The compound of claim 15, wherein 6- [4- (3-halo-propoxy) -phenyl] -2H-pyridazin-3-one is substituted. (a) 1,3- (4-hydroxy-phenyl) -ethanone for a time and under conditions sufficient to form 1- [4- (3-halo-propoxy) -phenyl] -ethanone; Contacting with dihalopropane; And (b) 1- [4- (3-halo-propoxy) for a time and under conditions sufficient to produce 6- [4- (3-halo-propoxy) -phenyl] -2H-pyridazin-3-one. Contacting) -phenyl] -ethanone with glyoxalic acid Prepared by. The method of claim 15, (f) recrystallizing the isolated (R) -2-methylpyrrolidine L-tartrate; (g) isolating recrystallized (R) -2-methylpyrrolidine L-tartrate; And (h) optionally repeating steps (f) and (g) How to include more. (a) hydrogenating 2-methylpyrroline in a mixture comprising an alcohol solvent and a hydrogenation catalyst; (b) optionally removing a hydrogenation catalyst from said mixture; (c) dissolving D-tartaric acid in the mixture to form a solution; (d) crystallizing (S) -2-methylpyrrolidine D-tartrate from the solution; And (e) isolating crystalline (S) -2-methylpyrrolidine D-tartrate A method for producing (S) -2-methylpyrrolidine D-tartrate comprising a.

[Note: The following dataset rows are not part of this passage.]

PR #2241, opened 2024-07-02
add extraEnv support for fluentd

pgvishnuram:
## Description

add extraEnv support for fluentd

## Related Issues

https://github.com/astronomer/issues/issues/6465

## Testing

Yet to update

## Merging

cherry-pick to release-0.34,release-0.35

### DIFF
--- a/charts/fluentd/values.yaml
+++ b/charts/fluentd/values.yaml
@@ -53,3 +53,5 @@ s3:
   use_server_side_encryption: ~
 
 priorityClassName: ~
+
+extraEnv: ~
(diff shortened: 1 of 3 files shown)


charts/fluentd/values.yaml
```diff
@@ -53,3 +53,5 @@ s3:
   use_server_side_encryption: ~
 
 priorityClassName: ~
+
+extraEnv: ~
```
pgvishnuram, line 57: @danielhoherd is this to be extraEnv or env is enough

danielhoherd: I like extraEnv because it indicates that we are not defining the env entirely, we are adding to it.

PR #2244, opened 2024-07-09
rework  kube state metrics roles and collectors configuration

pgvishnuram:
## Description

This PR reworks the existing role and collector definition for kube state metrics and only generates roles for the enabled collectors 

## Related Issues

astronomer/issues#6389

## Testing

QA should now able to enable or disable or pass known list of collectors and should verify roles to see only those are created and applied

## Merging

cherry-pick to release-0.34 and release-0.35


charts/kube-state/values.yaml
```diff
@@ -32,3 +32,35 @@ replicas: 1
 
 extraArgs:
 - "--metric-labels-allowlist=namespaces=[*],pods=[*]"
+
+priorityClassName: ~
+
+collectors:
```
rishkarajgi, line 38: TODO: Remove unused collectors and test metrics working without disruption

pgvishnuram: i have commented out the unused collectors

charts/kube-state/templates/kube-state-deployment.yaml
```diff
@@ -28,6 +28,9 @@ spec:
         app: {{ template "kube-state.name" . }}
         version: {{ .Chart.Version }}
     spec:
+    {{- if .Values.priorityClassName }}
+      priorityClassName: {{ .Values.priorityClassName }}
+    {{- end }}
```
danielhoherd, line 33: There are no tests for this.

charts/kube-state/templates/kube-state-deployment.yaml
```diff
@@ -42,6 +45,7 @@ spec:
       {{- if .Values.global.singleNamespace }}
         - --namespaces={{ .Release.Namespace }}
       {{- end }}
+        - --resources={{ .Values.collectors | join "," }}
```
danielhoherd, line 48: There are no tests for this.

tests/chart_tests/test_kube_state_deployment.py
```diff
@@ -83,3 +83,30 @@ def test_kube_state_deployment_singleNamespace(self, kube_version):
...
+        assert len(docs[0]["rules"]) == 23
+
+    def test_kube_state_specific_collector_enabled(self, kube_version):
+        docs = render_chart(
+            kube_version=kube_version,
+            values={"kube-state": {"collectors": ["certificatesigningrequests"]}},
+            show_only=["charts/kube-state/templates/kube-state-role.yaml"],
+        )
+
+        assert len(docs[0]["rules"]) == 1
```
danielhoherd, line 103: We can do better here since we know that `certificatesigningrequests` will be in the rules.

danielhoherd (changes requested):
I'd like to see better tests. I left some comments.

charts/kube-state/templates/kube-state-deployment.yaml
pgvishnuram: test cases are added in here

tests/chart_tests/test_kube_state_deployment.py
danielhoherd:
```suggestion
        assert len(docs[0]["rules"]) == 1
        assert "certificatesigningrequests" in docs[0]["rules"][0]["resources"]
```

danielhoherd (approved):
All of these changes look good to me. I think the feature is good and the reduction in prometheus metrics will be great. I left one optional suggestion to address the one remaining comment about improving a test case.

PR #2252, opened 2024-07-23
remove expire deployment feature

pgvishnuram:
## Description

removed depricated feature expire deployment which is no longer needed

## Related Issues

https://github.com/astronomer/issues/issues/6510

## Testing

QA should not see expire deployment cronjob or template in our helm chart

## Merging

cherry-pick to release-0.35, release-0.36

PR #2253, opened 2024-07-23
Remove commander expire-deployments networkPolicies

danielhoherd:
## Description

Remove commander expire-deployments networkPolicies. This is a follow-up to https://github.com/astronomer/astronomer/pull/2252

## Related Issues

https://github.com/astronomer/issues/issues/6510

## Testing

No extra human testing needed. However, if we do encounter any failures related to this, it only points to an additional bug. It is unlikely we have such a bug, but if we do find one, we should fix it instead of worrying about this change. With that in mind, all we need to do is be aware that this change has been made.

## Merging

Merge everywhere that we are merging https://github.com/astronomer/astronomer/pull/2252

### DIFF
--- a/charts/astronomer/templates/commander/commander-networkpolicy.yaml
+++ b/charts/astronomer/templates/commander/commander-networkpolicy.yaml
@@ -55,11 +55,6 @@ spec:
         matchLabels:
           tier: astronomer
           release: {{ .Release.Name }}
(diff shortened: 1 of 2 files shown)


rishkarajgi (approved):

pgvishnuram:
good to merge

PR #2254, opened 2024-07-24
remove tiller config from helm chart

pgvishnuram:
## Description

remove tiller related configuration from helm chart which is no longer used

## Related Issues

https://github.com/astronomer/issues/issues/6155

## Testing

NA

## Merging


danielhoherd (approved):
Haha, I just saw this last week and did a double-take. I swore we had removed this all like 2 years ago! Good cleanup work.

Edit: I just checked. This should have been removed way back with 0.26, in https://github.com/astronomer/astronomer/pull/1233 or probably even earlier.

PR #2263, opened 2024-07-26
enable dag server persistance spec

pgvishnuram:
## Description

enable dag server persistance spec 

## Related Issues

https://github.com/astronomer/issues/issues/6436

## Testing

```
global:
  dagOnlyDeployment:
    enabled: true
    persistence:
      persistentVolumeClaimRetentionPolicy:
        whenDeleted: Delete
        whenScaled: Retain
```

Action explanation:

whenDeleted: Delete - this means once the statefulset template is deleted kubernetes will automatically delete the pvc as well
whenScaled: Retain. - his means once the statefulset scaled up or down pvc is retained

## Merging

cherry-pick to release-0.35

### DIFF
--- a/charts/astronomer/templates/houston/houston-configmap.yaml
+++ b/charts/astronomer/templates/houston/houston-configmap.yaml
@@ -165,7 +165,7 @@ data:
           resources: {{- .Values.global.dagOnlyDeployment.resources | toYaml | nindent 12 }}
         {{- end }}
         {{- if .Values.global.dagOnlyDeployment.persistence }}
-        persistence: {{- .Values.global.dagOnlyDeployment.persistence | toYaml | nindent 12 }}
+        persistence: {{- .Values.global.dagOnlyDeployment.persistence | toYaml | nindent 10 }}
         {{- end }}
       {{- end }}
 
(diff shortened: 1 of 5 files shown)


charts/astronomer/templates/houston/houston-configmap.yaml
```diff
@@ -164,6 +164,9 @@ data:
         client:
           resources: {{- .Values.global.dagOnlyDeployment.resources | toYaml | nindent 12 }}
         {{- end }}
+        {{- if .Values.global.dagOnlyDeployment.persistence }}
+        persistence: {{- .Values.global.dagOnlyDeployment.persistence | toYaml | nindent 10 }}
```
danielhoherd, line 168: Do we want to add a default value for this? Even something like `[]` or `{}` ?

pgvishnuram: persistence: {} should be fine

pgvishnuram: with this change https://github.com/astronomer/airflow-chart/blob/master/values.yaml#L555-L560 these sections are now overridable

danielhoherd (approved):
Looks even better with tests and default values 😎

PR #2290, opened 2024-08-20
Add debug port for nginx-ingress

stuart23:
## Description

Exposes the debug port on the nginx-ingress controller. This is already running in the container but is not currently exposed to be able to port-forward and see the heap dump from a browser

## Related Issues

Fixes: https://github.com/astronomer/issues/issues/6579

## Testing

Manually edited the deployment configuration to add it. You can then port forward the port from each pod and run `go tool pprof -http=:8082 localhost:10245/debug/pprof` to view the heap

## Merging

Ship in next release

### DIFF
--- a/charts/nginx/templates/nginx-deployment.yaml
+++ b/charts/nginx/templates/nginx-deployment.yaml
@@ -73,6 +73,8 @@ spec:
               containerPort: {{ .Values.ports.https }}
             - name: metrics
               containerPort: {{ .Values.ports.metrics }}
+            - name: debug
+              containerPort: 10245
           livenessProbe:
             httpGet:
               path: /healthz


pgvishnuram:
@stuart23 we should put this behind a flag

stuart23:
Can the flag have a default as "on"? This is not running anything extra in the container/pod, it is just exposing an endpoint that already exists.

danielhoherd:
@stuart23 @pgvishnuram we can't open a TCP port by default without getting buy-in from security team and from major customer account managers. I expect that they would not want this enabled by default. To get started on that discussion, we'll need a ticket in astronomer/issues that describes the use case: 

<https://github.com/astronomer/issues/issues/new?assignees=&labels=kind%2Ffeature&projects=&template=feature_request.yaml>

pgvishnuram:
@danielhoherd that what i mentioned we either need a custom flag to enable this and not as default and also previously we have metrics endpoint exposed that caused some customer not to expose it and removed it and also we need to restrict this endpoint not to expose via public url and only available via internal url

charts/nginx/templates/nginx-deployment.yaml
```diff
@@ -73,6 +73,8 @@ spec:
               containerPort: {{ .Values.ports.https }}
             - name: metrics
               containerPort: {{ .Values.ports.metrics }}
+            - name: debug
```
Simpcyclassy, line 76: Use `.Values.ports.debug` here and add a default to `charts/nginx/values.yaml` to keep this consistent with the other port definitions in the template.

Simpcyclassy (changes requested):
Every other port in this template is templated via `.Values.ports.*` (http, https, metrics), but `debug` hardcodes `10245` directly. That is inconsistent with the existing pattern and means operators cannot change the port without editing the template. Please add `ports.debug: 10245` to `charts/nginx/values.yaml` and reference it as `{{ .Values.ports.debug }}`. No chart test covers the new port; a basic rendering assertion should be added to the chart test suite.

PR #1470, opened 2016-08-24
cleanup TemplatesController.php

rotanid:
#### What does it do?
- removes obsolete function
- removes obsolete variables
- sets default value for $count
- spacing/empty lines
#### Questions
#### Release Type:
- [ ] Major
- [ ] Minor
- [X] Patch


iglocska:
Thanks for the cleanup!

PR #1471, opened 2016-08-24
filename regex changes

rotanid:
#### What does it do?

**this is NOT a finished PR yet, it's content should be the base for a discussion.**

it is about regexes that check for filenames.

what it does so far:
- fix obvious errors in regexes (double chars, not quoted hyphen, quote chars that dont have to be quoted, replace \s by single space, + instead of *
- it marks other filename regexes, that don't have obvious errors, with a comment to have them hilighted in this PR

the questions for discussion are:
- why are there many different regexes for a filename, couldn't we reduce that to one?
- why allow some underscores, some commas, one a colon?
- why have some restrictions regarding the file extensions, others not?
- why do some allow the filename even starting with a space?
- why does one limit the length, all others don't?

my suggestion for a common regex would be:
`@^[\w_.,:]+[\w_.,\-: ]*[\w_.,\-:]+$@`
that wouldn't allow files to start with a hyphen or space and to end with a space.
additionally, a check for <=255 characters?
what this suggested regex would allow _less_ for some of the current cases:
- no tabs
- no start with space or hyphen
#### Questions
#### Release Type:
- [ ] Major
- [ ] Minor
- [X] Patch

### DIFF
--- a/app/Controller/EventsController.php
+++ b/app/Controller/EventsController.php
@@ -1938,7 +1938,7 @@ class EventsController extends AppController {
 			$rootDir = APP . "files" . DS . $id . DS;
 			App::uses('Folder', 'Utility');
 			$dir = new Folder($rootDir, true);
-			if (!preg_match('@^[\w-,\s,\.]+\.[A-Za-z0-9_]{2,4}$@', $this->data['Event']['submittedgfi']['name'])) {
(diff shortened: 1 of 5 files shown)


iglocska:
Looks good, thanks!

PR #1475, opened 2016-08-24
chg: creator e-mail in the event details, fixes #1252

### LINKED ISSUE #1252: feature: creator e-mail in the event details
Having the creator e-mail in the event detail view (under Published for example) is needed.

cristianbell:
#### What does it do?

It changes showing the API key behavior, not shown for users where it is not enabled. 
#### Questions
#### Release Type:
- [ ] Major
- [X] Minor
- [ ] Patch

### DIFF
--- a/app/Model/Event.php
+++ b/app/Model/Event.php
@@ -19,22 +19,22 @@ class Event extends AppModel {
 		'Containable',
 	);
 
-/**
- * Display field
- *
- * @var string
- */
+	/**
+	 * Display field
+	 *
+	 * @var string
+	 */
 	public $displayField = 'id';
 
 	public $virtualFields = array();
 
 	public $mispVersion = '2.4.0';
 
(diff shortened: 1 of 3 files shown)


app/Model/Event.php
```diff
@@ -1293,10 +1293,14 @@ public function fetchEvent($user, $options = array()) {
 				),
 			)
 		);
-		if ($user['Role']['perm_site_admin']) {
+		if ($user['Role']['perm_site_admin'] | $user['Role']['perm_admin']) {
```
rotanid: i think this has to be "||", double not only once

rotanid: was it intentional @cristianbell that you removed this change completely instead of fixing it?

iglocska: Yeah, we had a chat about it.

PR #1476, opened 2016-08-24
new filename regex & separate functions

rotanid:
#### What does it do?

following #1471 i discussed the topic on gitter with @iglocska 

the result are these regexes, one with slashes (if a whole path is checked) and one without.
we dont allow colons or commas anymore, but can be easily reintroduced if someone has trouble.

```
@^([a-z0-9_.]+[a-z0-9_.\- ]*[a-z0-9_.\-]|[a-z0-9_.])+$@i
@^\/?(([a-z0-9_.]+[a-z0-9_.\- ]*[a-z0-9_.\-]|[a-z0-9_.])+\/?)+$@i
```

also, the regex is now in only 3 places, one function for Model, one for Controller and the single path check. before it was in 10 places.
#### Questions
#### Release Type:
- [ ] Major
- [ ] Minor
- [X] Patch

### DIFF
--- a/app/Controller/AppController.php
+++ b/app/Controller/AppController.php
@@ -667,4 +667,8 @@ class AppController extends Controller {
 		$this->Session->setFlash('Caches cleared.');
 		$this->redirect(array('controller' => 'servers', 'action' => 'serverSettings', 'diagnostics'));
 	}
+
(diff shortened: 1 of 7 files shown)


iglocska:
Looks great, thanks!

PR #1485, opened 2016-08-31
support PostgreSQL database backend

rotanid:
#### What does it do?

this adds experimental support for PostgreSQL to MISP as planned in #1363 

as discussed with @iglocska , we plan to merge it with an explicit note in the doc, that it is not well-tested - instead of leaving it in a feature-branch and having to rebase that all the time.

after merging, database-related changes (everything that's SQL, even if only a condition) have to be done with both DBMS in mind and changes to the structure have to be done in all of the .sql-files
#### Questions
#### Release Type:
- [ ] Major
- [ ] Minor
- [X] Patch

### DIFF
--- a/INSTALL/INSTALL.postgresql.txt
+++ b/INSTALL/INSTALL.postgresql.txt
@@ -1,0 +1,100 @@
+INSTALLATION INSTRUCTIONS
+------------------------- for Debian 8 "jessie" server + PostgreSQL
+
+######### WARNING #########
+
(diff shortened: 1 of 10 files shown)


rotanid:
updated to include dd68eb0aae2644bb6c6673aa3bf7e9fb898da430

iglocska:
Thanks a lot for all the work on this! 

If anyone decides to give Postgresql a shot with MISP, please let us know if you run into any issues!

PR #1486, opened 2016-08-31
fix: update version number to 2.4.51 in MYSQL.sql

rotanid:
#### What does it do?

updates the version number of the sql setup file to the current version.
#### Questions
#### Release Type:
- [ ] Major
- [ ] Minor
- [X] Patch


iglocska:
Thanks a lot!

PR #1497, opened 2016-09-02
Update INSTALL.centos7.txt

ppanero:
#### What does it do?

Some libraries and packages (Crypt_GPG and redis) were told to be install through pear and pecl, however if using php 5.6 they have to be installed opening a bash for php56, if not it will not recognized them, failing and giving warnings in some features of MISP (workers, diganostics, etc)
#### Questions
#### Release Type:
- [ ] Major
- [ ] Minor
- [X] Patch


iglocska:
Thanks a lot for documenting this!

PR #1498, opened 2016-09-02
chg: only show API/authkey to user with API key rights, fixes #1311

### LINKED ISSUE #1311: only show API/authkey to user with API key rights

cristianbell:
#### What does it do?

chg: only show API/authkey to user with API key rights, fixes #1311 
#### Questions
#### Release Type:
- [ ] Major
- [ ] Minor
- [X] Patch

### DIFF
--- a/app/Controller/Component/ACLComponent.php
+++ b/app/Controller/Component/ACLComponent.php
@@ -328,6 +328,7 @@ class ACLComponent extends Component {
 					'logout' => array('*'),
 					'attributehistogram' => array('*'),
 					'resetauthkey' => array('*'),
+					'request_API' => array('*'),
 					'routeafterlogin' => array('*'),
 					'statistics' => array('*'),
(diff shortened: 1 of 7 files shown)


rotanid:
regarding the syntax and so on, this looks good. haven't checked logic/functionality.

iglocska:
Thanks a lot!

PR #1501, opened 2016-09-04
remove some references to variables

rotanid:
#### What does it do?

this reduces the usage of references by almost 60%
`grep -rIF "&$" app/ | grep -vF "Lib/cake" | grep -F ".php:" | wc -l`

references don't save space in PHP (-> copy-on-write!) and don't speed up anything, sometimes may be slower.
but they may lead to changes that you didn't want, because you may not know that some variable is actually a reference.

see this blogpost from Johannes Schlüter, for example:
http://schlueters.de/blog/archives/125-Do-not-use-PHP-references.html

please wait with merging until you have time for a second look on the changes - although i did look on them at least twice.
#### Questions
#### Release Type:
- [ ] Major
- [ ] Minor
- [X] Patch

### DIFF
--- a/app/Controller/AppController.php
+++ b/app/Controller/AppController.php
@@ -363,7 +363,7 @@ class AppController extends Controller {
 	private function __convertEmailToName($email) {
 		$name = explode('@', $email);
 		$name = explode('.', $name[0]);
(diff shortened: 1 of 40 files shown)


iglocska:
Thanks a lot, looks good!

The method of claim 18, wherein the hydrogenation catalyst is a platinum catalyst. The method of claim 19, wherein the platinum catalyst is 5% Pt-C. The method of claim 20, wherein the platinum catalyst is platinum (IV) oxide. 22. The method of any one of claims 18 to 21, wherein the alcohol solvent is a mixture of ethanol and methanol.